Records provided below:

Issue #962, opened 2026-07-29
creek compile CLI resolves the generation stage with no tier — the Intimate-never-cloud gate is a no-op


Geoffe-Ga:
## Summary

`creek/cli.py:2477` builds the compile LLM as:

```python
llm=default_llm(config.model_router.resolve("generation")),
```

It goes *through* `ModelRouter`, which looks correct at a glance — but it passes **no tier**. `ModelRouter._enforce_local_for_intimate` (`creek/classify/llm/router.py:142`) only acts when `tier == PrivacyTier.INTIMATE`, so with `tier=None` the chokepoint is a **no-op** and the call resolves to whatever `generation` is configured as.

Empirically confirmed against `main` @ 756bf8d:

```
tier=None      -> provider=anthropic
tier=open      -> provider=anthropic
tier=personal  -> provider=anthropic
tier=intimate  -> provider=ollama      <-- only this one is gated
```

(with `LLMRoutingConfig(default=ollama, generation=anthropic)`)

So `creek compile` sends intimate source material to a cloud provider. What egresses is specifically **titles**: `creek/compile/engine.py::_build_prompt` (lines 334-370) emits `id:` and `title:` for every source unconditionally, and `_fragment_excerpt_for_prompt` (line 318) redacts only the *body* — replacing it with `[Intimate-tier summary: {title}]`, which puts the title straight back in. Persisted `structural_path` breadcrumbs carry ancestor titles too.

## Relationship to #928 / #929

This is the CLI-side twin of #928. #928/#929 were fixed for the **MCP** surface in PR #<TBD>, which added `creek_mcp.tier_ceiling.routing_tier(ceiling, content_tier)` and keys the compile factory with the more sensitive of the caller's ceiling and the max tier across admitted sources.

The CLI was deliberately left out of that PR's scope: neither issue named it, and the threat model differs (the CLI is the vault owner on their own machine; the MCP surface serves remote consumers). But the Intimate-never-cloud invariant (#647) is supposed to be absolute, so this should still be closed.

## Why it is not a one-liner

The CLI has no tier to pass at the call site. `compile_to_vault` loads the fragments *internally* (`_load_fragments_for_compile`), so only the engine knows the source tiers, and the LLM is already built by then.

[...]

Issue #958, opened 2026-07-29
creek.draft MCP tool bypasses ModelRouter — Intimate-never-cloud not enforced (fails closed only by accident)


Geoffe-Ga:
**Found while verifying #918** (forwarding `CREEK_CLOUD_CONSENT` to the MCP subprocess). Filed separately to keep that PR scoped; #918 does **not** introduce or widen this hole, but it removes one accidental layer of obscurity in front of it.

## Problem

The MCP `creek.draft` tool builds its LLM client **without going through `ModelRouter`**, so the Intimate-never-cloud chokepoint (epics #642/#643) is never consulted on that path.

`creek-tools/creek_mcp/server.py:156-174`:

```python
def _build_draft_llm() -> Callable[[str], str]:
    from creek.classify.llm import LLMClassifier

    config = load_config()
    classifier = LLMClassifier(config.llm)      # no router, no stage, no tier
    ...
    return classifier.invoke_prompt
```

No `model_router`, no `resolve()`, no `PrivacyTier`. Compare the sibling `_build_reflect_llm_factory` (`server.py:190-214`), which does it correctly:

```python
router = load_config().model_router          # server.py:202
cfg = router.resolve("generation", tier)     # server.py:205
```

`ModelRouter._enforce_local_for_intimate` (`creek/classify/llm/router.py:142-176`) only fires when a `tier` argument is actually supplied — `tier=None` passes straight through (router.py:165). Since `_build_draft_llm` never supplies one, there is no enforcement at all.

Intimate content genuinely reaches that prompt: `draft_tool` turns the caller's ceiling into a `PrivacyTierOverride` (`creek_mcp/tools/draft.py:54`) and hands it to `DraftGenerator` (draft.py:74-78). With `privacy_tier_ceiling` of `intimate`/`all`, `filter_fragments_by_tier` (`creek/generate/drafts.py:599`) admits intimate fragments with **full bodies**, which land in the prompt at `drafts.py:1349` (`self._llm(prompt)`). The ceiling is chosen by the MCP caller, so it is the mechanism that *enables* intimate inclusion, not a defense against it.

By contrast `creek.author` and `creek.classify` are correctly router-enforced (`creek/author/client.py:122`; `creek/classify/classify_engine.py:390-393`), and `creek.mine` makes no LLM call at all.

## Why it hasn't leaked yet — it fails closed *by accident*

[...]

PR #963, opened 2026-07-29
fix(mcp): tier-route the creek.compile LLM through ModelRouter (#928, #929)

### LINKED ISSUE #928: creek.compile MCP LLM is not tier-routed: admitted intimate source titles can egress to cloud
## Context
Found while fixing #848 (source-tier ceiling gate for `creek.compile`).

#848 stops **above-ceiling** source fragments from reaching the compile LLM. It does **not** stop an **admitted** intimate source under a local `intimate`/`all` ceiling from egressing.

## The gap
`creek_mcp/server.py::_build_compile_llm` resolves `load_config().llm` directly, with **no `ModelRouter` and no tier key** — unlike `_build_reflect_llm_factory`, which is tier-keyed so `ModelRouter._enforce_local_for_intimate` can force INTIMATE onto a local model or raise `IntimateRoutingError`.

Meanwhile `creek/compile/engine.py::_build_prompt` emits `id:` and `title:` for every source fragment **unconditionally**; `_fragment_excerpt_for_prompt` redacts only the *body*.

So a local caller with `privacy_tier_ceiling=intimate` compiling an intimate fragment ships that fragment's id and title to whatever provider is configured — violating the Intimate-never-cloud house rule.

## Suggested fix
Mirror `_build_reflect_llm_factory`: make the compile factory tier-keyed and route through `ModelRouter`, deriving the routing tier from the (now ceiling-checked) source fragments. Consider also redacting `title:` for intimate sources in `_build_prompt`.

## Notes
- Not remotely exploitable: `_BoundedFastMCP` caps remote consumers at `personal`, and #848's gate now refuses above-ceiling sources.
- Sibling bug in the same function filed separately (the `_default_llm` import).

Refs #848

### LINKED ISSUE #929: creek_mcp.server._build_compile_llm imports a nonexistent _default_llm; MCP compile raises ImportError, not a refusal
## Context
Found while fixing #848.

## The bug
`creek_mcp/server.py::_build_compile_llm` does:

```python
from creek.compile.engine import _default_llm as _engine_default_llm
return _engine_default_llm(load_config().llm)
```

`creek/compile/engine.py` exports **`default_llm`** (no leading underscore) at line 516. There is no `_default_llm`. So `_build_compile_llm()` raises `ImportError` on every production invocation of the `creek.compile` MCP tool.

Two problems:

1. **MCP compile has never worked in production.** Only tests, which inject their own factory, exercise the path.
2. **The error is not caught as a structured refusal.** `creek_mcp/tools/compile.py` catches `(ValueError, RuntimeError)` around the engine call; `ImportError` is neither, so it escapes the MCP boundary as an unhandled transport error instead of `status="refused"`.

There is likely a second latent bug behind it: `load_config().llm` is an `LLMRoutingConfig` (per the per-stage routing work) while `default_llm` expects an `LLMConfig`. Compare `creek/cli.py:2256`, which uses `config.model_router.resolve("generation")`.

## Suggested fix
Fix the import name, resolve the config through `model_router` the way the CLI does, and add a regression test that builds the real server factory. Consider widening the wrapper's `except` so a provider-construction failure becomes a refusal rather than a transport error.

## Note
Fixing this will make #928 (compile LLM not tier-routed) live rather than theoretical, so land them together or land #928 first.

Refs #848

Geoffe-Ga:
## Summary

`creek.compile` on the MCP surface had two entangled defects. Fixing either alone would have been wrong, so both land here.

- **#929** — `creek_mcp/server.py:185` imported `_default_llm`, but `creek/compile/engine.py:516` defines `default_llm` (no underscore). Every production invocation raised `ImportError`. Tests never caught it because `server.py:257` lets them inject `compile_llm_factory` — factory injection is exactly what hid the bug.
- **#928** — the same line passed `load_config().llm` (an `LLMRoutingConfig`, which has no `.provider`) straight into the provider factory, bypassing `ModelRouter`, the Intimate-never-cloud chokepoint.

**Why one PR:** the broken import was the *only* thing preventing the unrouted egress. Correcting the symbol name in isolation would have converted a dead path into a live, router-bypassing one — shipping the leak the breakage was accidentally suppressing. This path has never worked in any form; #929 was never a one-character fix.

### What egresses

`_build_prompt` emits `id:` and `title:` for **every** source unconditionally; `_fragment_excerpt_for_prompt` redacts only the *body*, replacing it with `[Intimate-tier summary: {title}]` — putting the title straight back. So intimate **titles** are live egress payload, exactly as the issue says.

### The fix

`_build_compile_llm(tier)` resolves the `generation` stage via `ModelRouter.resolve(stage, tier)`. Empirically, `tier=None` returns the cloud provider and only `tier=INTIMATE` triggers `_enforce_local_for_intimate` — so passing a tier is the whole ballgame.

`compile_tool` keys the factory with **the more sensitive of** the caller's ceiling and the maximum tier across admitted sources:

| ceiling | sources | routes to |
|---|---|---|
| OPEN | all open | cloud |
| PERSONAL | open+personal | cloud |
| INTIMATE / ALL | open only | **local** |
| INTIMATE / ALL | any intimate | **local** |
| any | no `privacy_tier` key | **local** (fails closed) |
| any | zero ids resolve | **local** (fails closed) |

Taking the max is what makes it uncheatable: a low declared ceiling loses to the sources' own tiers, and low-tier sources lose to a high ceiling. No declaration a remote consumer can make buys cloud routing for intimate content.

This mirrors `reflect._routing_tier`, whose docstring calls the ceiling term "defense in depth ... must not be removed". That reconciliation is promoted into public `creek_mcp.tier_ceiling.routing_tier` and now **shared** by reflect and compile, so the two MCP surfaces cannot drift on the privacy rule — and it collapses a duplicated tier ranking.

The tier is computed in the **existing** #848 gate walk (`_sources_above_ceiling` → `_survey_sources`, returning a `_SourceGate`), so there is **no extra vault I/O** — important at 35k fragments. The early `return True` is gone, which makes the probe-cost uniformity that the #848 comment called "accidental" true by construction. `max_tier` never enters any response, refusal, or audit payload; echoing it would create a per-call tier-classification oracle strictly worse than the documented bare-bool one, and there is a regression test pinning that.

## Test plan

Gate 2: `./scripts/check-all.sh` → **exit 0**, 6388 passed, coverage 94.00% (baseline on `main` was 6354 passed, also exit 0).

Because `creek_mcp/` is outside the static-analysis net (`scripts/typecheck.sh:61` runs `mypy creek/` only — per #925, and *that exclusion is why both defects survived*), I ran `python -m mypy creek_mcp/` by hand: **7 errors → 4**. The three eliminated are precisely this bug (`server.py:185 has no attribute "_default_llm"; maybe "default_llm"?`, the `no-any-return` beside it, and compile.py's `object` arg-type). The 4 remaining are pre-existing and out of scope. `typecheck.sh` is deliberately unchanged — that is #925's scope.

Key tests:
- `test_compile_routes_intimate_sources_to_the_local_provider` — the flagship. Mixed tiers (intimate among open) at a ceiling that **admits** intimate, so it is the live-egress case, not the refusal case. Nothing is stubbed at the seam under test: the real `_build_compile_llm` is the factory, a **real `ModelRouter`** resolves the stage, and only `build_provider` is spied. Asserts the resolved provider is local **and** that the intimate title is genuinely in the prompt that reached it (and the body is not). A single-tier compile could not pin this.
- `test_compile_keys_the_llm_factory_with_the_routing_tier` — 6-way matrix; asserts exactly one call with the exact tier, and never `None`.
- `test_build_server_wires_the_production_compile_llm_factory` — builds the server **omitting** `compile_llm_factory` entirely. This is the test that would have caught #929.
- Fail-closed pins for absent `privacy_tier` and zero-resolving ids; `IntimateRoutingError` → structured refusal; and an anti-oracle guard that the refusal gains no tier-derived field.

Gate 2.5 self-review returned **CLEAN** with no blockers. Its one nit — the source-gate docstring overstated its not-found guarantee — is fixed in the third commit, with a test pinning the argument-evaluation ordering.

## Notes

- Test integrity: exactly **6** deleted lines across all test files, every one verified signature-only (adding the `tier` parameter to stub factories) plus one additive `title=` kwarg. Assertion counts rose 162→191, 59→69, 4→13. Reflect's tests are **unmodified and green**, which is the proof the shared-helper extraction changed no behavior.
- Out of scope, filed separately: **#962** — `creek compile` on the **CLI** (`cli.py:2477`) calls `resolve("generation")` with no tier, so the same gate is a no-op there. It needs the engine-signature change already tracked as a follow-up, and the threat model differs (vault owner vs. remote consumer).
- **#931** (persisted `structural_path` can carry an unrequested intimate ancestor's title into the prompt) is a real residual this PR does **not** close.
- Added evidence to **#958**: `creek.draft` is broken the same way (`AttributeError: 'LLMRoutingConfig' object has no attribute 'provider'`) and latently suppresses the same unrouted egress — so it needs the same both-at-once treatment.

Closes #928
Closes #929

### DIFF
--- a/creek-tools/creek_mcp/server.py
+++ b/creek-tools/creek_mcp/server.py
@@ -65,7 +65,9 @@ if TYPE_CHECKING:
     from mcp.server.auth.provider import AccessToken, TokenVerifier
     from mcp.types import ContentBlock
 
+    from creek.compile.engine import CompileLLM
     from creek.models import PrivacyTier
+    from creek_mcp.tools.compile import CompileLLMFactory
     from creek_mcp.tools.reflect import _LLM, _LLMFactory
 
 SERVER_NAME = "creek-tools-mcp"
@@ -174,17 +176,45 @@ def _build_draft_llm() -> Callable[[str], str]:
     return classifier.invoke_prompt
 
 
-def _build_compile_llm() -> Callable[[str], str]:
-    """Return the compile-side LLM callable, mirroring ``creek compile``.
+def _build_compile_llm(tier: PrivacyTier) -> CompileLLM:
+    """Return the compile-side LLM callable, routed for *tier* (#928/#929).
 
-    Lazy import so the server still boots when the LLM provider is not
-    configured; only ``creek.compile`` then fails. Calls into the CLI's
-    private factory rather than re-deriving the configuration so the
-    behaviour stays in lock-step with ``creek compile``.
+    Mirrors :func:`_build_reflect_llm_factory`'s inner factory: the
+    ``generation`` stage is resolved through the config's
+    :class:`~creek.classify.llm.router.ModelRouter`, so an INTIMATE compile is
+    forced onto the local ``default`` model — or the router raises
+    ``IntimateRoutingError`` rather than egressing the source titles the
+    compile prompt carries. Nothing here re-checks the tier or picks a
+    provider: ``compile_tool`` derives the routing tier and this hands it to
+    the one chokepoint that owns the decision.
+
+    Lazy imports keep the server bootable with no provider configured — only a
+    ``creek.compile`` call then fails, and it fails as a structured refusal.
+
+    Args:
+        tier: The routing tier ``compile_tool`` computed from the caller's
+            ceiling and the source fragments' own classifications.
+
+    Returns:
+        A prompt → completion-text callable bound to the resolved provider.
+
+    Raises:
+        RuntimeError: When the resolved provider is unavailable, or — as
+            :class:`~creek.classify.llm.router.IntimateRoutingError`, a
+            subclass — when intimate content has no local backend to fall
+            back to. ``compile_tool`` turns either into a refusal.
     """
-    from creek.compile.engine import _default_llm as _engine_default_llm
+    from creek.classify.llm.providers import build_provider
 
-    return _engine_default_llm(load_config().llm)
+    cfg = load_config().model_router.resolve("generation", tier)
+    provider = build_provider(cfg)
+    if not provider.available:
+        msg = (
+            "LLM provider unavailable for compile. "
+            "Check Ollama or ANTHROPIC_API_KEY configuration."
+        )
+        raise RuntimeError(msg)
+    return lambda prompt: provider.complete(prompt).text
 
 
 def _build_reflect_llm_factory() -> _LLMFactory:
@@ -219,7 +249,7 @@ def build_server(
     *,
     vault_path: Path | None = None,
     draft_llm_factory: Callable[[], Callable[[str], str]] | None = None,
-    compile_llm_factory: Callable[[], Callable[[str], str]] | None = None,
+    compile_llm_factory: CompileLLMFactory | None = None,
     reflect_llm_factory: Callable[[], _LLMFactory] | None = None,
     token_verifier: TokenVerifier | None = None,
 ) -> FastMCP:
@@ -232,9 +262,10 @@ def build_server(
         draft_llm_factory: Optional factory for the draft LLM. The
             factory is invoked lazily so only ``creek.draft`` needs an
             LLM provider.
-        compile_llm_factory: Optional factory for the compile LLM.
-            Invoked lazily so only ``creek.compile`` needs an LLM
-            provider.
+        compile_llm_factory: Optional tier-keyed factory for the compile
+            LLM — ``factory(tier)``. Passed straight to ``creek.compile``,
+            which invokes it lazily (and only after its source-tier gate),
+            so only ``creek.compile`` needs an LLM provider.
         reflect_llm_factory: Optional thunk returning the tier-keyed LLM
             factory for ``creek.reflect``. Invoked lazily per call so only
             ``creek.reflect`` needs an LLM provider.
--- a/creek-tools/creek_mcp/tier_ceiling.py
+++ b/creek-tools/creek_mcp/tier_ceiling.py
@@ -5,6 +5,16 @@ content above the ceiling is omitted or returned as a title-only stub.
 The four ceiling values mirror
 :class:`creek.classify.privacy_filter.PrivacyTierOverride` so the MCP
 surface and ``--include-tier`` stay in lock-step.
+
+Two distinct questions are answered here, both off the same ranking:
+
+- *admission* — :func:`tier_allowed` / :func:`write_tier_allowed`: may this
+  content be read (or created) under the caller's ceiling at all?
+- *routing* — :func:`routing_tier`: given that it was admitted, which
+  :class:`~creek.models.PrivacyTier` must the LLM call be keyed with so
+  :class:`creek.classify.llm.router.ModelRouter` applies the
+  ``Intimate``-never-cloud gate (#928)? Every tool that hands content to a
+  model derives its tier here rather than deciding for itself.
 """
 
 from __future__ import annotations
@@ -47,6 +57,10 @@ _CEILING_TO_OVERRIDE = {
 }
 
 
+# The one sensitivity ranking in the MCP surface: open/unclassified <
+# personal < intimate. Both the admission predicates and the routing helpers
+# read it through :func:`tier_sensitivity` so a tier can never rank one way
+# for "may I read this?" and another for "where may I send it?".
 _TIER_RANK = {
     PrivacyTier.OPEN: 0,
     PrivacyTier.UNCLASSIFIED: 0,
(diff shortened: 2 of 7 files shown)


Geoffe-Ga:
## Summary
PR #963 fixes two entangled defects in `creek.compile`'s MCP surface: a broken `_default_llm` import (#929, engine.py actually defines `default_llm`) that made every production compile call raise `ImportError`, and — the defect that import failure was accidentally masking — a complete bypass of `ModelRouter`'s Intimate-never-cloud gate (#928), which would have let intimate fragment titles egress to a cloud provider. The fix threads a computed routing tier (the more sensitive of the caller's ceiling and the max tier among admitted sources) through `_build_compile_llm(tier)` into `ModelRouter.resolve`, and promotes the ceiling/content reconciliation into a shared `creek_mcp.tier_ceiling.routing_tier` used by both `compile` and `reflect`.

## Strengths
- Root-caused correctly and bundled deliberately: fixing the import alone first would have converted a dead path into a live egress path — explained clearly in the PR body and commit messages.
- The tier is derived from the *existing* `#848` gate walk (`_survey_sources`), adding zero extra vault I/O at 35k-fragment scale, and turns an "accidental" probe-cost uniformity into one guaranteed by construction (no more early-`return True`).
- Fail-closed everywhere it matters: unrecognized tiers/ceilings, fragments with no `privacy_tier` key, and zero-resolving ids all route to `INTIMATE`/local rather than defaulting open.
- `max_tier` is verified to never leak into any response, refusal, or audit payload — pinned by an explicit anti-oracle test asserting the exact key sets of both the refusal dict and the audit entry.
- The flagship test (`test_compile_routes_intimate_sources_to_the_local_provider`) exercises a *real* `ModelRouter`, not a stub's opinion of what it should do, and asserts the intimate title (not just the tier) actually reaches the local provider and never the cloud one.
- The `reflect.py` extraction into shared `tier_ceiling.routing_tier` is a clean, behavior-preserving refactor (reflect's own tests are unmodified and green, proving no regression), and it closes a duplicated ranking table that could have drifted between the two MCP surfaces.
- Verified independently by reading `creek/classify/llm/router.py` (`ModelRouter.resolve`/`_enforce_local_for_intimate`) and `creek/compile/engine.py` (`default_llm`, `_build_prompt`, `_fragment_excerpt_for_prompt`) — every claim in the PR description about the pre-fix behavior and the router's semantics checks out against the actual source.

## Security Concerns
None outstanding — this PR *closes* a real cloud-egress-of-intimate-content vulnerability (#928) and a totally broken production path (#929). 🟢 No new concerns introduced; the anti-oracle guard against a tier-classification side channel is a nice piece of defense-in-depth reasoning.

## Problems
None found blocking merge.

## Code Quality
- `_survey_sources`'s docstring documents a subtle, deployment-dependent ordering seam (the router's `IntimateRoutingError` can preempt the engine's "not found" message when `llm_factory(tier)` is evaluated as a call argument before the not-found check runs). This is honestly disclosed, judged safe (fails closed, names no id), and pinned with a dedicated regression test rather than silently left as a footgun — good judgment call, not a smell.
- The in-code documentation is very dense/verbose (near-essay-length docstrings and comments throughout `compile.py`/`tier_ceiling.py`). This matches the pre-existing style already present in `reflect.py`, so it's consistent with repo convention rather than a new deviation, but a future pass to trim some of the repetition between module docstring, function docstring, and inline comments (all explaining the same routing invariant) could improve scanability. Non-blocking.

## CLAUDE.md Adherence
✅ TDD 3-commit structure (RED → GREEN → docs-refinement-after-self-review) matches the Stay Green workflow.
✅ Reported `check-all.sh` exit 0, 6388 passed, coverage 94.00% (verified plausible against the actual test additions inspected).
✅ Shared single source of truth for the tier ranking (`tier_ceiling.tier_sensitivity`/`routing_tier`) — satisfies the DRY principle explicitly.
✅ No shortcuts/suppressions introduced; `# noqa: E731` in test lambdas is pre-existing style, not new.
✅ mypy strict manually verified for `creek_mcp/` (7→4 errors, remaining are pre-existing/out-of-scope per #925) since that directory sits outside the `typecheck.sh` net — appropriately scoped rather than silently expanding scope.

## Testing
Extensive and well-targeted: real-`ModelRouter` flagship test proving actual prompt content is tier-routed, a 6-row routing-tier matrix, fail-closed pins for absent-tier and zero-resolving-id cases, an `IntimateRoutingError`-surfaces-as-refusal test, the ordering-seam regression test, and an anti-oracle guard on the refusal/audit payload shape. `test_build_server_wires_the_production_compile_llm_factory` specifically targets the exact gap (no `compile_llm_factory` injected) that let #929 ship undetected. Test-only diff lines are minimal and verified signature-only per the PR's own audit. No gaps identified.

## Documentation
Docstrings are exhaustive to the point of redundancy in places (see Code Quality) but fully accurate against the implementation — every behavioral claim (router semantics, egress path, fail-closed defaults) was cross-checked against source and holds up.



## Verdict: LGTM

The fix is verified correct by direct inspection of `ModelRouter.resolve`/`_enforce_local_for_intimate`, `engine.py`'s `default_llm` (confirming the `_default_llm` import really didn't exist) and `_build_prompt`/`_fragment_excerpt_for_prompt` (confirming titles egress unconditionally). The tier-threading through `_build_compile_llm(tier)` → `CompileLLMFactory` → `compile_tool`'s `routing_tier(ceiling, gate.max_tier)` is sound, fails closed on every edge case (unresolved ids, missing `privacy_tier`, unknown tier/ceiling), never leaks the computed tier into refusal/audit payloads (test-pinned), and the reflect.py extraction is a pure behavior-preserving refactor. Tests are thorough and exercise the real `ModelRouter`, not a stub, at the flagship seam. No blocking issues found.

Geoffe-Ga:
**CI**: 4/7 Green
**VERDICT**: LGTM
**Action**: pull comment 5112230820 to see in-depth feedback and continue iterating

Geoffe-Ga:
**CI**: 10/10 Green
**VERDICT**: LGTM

End of Records provided.

* [Work to complete] Among the records above, find each line containing the string "does" and copy it.

* [Output for this task]
**Found while verifying #918** (forwarding `CREEK_CLOUD_CONSENT` to the MCP subprocess). Filed separately to keep that PR scoped; #918 does **not** introduce or widen this hole, but it removes one accidental layer of obscurity in front of it.
No `model_router`, no `resolve()`, no `PrivacyTier`. Compare the sibling `_build_reflect_llm_factory` (`server.py:190-214`), which does it correctly:
#848 stops **above-ceiling** source fragments from reaching the compile LLM. It does **not** stop an **admitted** intimate source under a local `intimate`/`all` ceiling from egressing.
`creek_mcp/server.py::_build_compile_llm` does:
Fix the import name, resolve the config through `model_router` the way the CLI does, and add a regression test that builds the real server factory. Consider widening the wrapper's `except` so a provider-construction failure becomes a refusal rather than a transport error.
- **#931** (persisted `structural_path` can carry an unrequested intimate ancestor's title into the prompt) is a real residual this PR does **not** close.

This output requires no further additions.